Street-Fighting Mathematics looks like a fun read: it's a Creative Commons-licensed math textbook that teaches approximation and "down-and-dirty, opportunistic problem solving." It's based on a MIT course taught by the author, Sanjoy Mahajan.
In problem solving, as in street fighting, rules are for fools: do whatever works–don't just stand there! Yet we often fear an unjustified leap even though it may land us on a correct result. Traditional mathematics teaching is largely about solving exactly stated problems exactly, yet life often hands us partly defined problems needing only moderately accurate solutions. This engaging book is an antidote to the rigor mortis brought on by too much mathematical rigor, teaching us how to guess answers without needing a proof or an exact calculation.
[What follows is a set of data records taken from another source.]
PR #218, opened 2020-05-19
Add missing watchdog prescalers.

khrs:
According to RM0008 section 25.4.2 we should support prescaler values up to 256.


TheZoq2:
Good catch, thanks!

PR #221, opened 2020-05-24
Cleanup blinky_timer_irq example.

### LINKED ISSUE #220: blinky_timer_irq could use some improvements
As mentioned in #217, there are some issues with the [blinky_timer_irq] example:

- `if let` on peripherals instead of `unwrap`
- overly large interrupt free section

[blinky_timer_irq]: https://github.com/stm32-rs/stm32f1xx-hal/blob/master/examples/blinky_timer_irq.rs

khrs:
Fixes #220

### DIFF
--- a/examples/blinky_timer_irq.rs
+++ b/examples/blinky_timer_irq.rs
@@ -1,9 +1,11 @@
-// blinky timer using interrupts on TIM2
-//
-// This demo based off of the following demo:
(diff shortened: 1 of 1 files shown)


TheZoq2:
Oh nice, I half expected that issue to sit around for a long time. Thanks for fixing it!

PR #229, opened 2020-06-20
Improve blocking i2c ergonomics

TheZoq2:
Lumpio- in the community discord rightfully pointed out that our current blocking i2c struct takes a lot of unnamed parameters for initialisation. This replaces those unnamed parameter with a default-constructible struct, which allows either the builder pattern, or `Struct{fields, .. default()}` initialisation to be used.

I also renamed `retries` to `attempts` because I think retries is ambiguous. I interpret it as "how many extra tries should we make", but the implementation is "how many attempts should we make.

Finally, I moved the mapr reference requried for i2c1 to the end of the parameter list to the end, next to apb. This makes a lot more sense to me since most of our APIs takes those parameters last, and it's more compatible with i2c2

### DIFF
--- a/src/i2c.rs
+++ b/src/i2c.rs
@@ -100,7 +100,7 @@ pub struct I2c<I2C, PINS> {
 pub struct BlockingI2c<I2C, PINS> {
     nb: I2c<I2C, PINS>,
     start_timeout: u32,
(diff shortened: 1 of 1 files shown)


TheZoq2:
Closing in favour of #231

PR #232, opened 2020-06-20
Remove generic RCC buses from public API

TheZoq2:
I never liked the RccBus generic stuff, as it made it impossible to tell which register to pass to the constructors of functions, `&mut <USART1 as RccBus>::Bus` isn't very helpful.

This PR goes back to explicit APB1 and APB2 in the constructors, but keeps the generic structs inside functions to still provide most of the benefit while improving doc readbility.

While this is a public API change, I don't believe it is breaking, as it still requires the exact same types to be passed to functions.

cc: @burrbull


burrbull:
Ok

PR #290, opened 2017-09-22
PLT-7705: Add a data retention policy endpoint.

grundleborg:
This adds an API endpoint to get the data retention policy. The purpose is to enable the mobile apps to ask the API "What are the cutoff timestamps before which we should remove all messages/files we have cached?".

https://mattermost.atlassian.net/browse/PLT-7705

### DIFF
--- a/v4/source/dataretention.yaml
+++ b/v4/source/dataretention.yaml
@@ -6,6 +6,8 @@
       description: |
         Gets the current data retention policy details from the server, including what data should be purged and the cutoff times for each data type that should be purged.
         __Minimum server version__: 4.3
+        ##### Permissions
+        Requires an active session but no other permissions.
       responses:
         '200':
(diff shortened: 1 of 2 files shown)


v4/source/dataretention.yaml
```diff
@@ -0,0 +1,17 @@
+  /data_retention/policy:
+    get:
+      tags:
+        - dataretention
+      summary: Get the data retention policy details.
+      description: |
+        Gets the current data retention policy details from the server, including what data should be purged and the cutoff times for each data type that should be purged.
+        __Minimum server version__: 4.3
```
jwilander: Can you add a permissions section:
```
##### Permissions
This is the required permission.
```

grundleborg: @jwilander done.

PR #295, opened 2017-10-16
[PLT-7794] Added user access token enable/disable endpoints

fraziern:
Adds documentation for the forthcoming server PR as part of https://github.com/mattermost/mattermost-server/issues/7583 and PLT-7794

A few points to note:
 * I wasn't sure what to put for the minimum server version, so feel free to provide input there
 * These endpoints currently rely on existing permissions rather than new ones
 * I created 2 endpoints rather than 1 unified "update token active status" endpoint because they do different things. Disabling a token also wipes out its related sessions.

### DIFF
--- a/v4/source/users.yaml
+++ b/v4/source/users.yaml
@@ -1272,9 +1272,9 @@
     post:
       tags:
         - users
-      summary: Temporarily disable a user access token
+      summary: Disable personal access token
       description: |
-        Disable a user access token and delete any sessions using the token. The token can be re-enabled using `/users/tokens/enable`.
+        Disable a personal access token and delete any sessions using the token. The token can be re-enabled using `/users/tokens/enable`.
 
         __Minimum server version__: 4.4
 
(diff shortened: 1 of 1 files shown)


jwilander:
* 4.4 is good 👍 
* Permissions are ok
* Two endpoints makes sense

v4/source/users.yaml
```diff
@@ -1268,3 +1268,74 @@
         '404':
           $ref: '#/responses/NotFound'
 
+  /users/tokens/disable:
+    post:
+      tags:
+        - users
+      summary: Temporarily disable a user access token
```
jwilander: Maybe shorten the summaries to `Disable personal access token` and `Enable personal access token`, they go into a sidebar so shorter the better

Also the documentation should refer to them as "personal access tokens", while in code they are "user access tokens"

fraziern:
Changes made.

jwilander:
Thanks @fraziern !

PR #298, opened 2017-10-25
Move some channel endpoints to be under channel section

jwilander:
Copy/paste error had them under teams accidentally.


Vaelor:
@jwilander Did this change not make it into the 4.4.0 release? The api documentation changed but nothing is in the release notes for 4.4.0 and it does not seem to work
https://docs.mattermost.com/administration/changelog.html#release-v4-4-0

PR #301, opened 2017-11-01
Add minimum server version for /users/{user_id}/sessions/revoke

jasonblais:


jasonblais:
Nevermind - it was `/users/{user_id}/sessions/revoke/all` that got added in v4.4 and that already mentions the minimum server version.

In Street-Fighting Mathematics, Sanjoy Mahajan builds, sharpens, and demonstrates tools for educated guessing and down-and-dirty, opportunistic problem solving across diverse fields of knowledge–from mathematics to management. Mahajan describes six tools: dimensional analysis, easy cases, lumping, picture proofs, successive approximation, and reasoning by analogy. Illustrating each tool with numerous examples, he carefully separates the tool–the general principle–from the particular application so that the reader can most easily grasp the tool itself to use on problems of particular interest.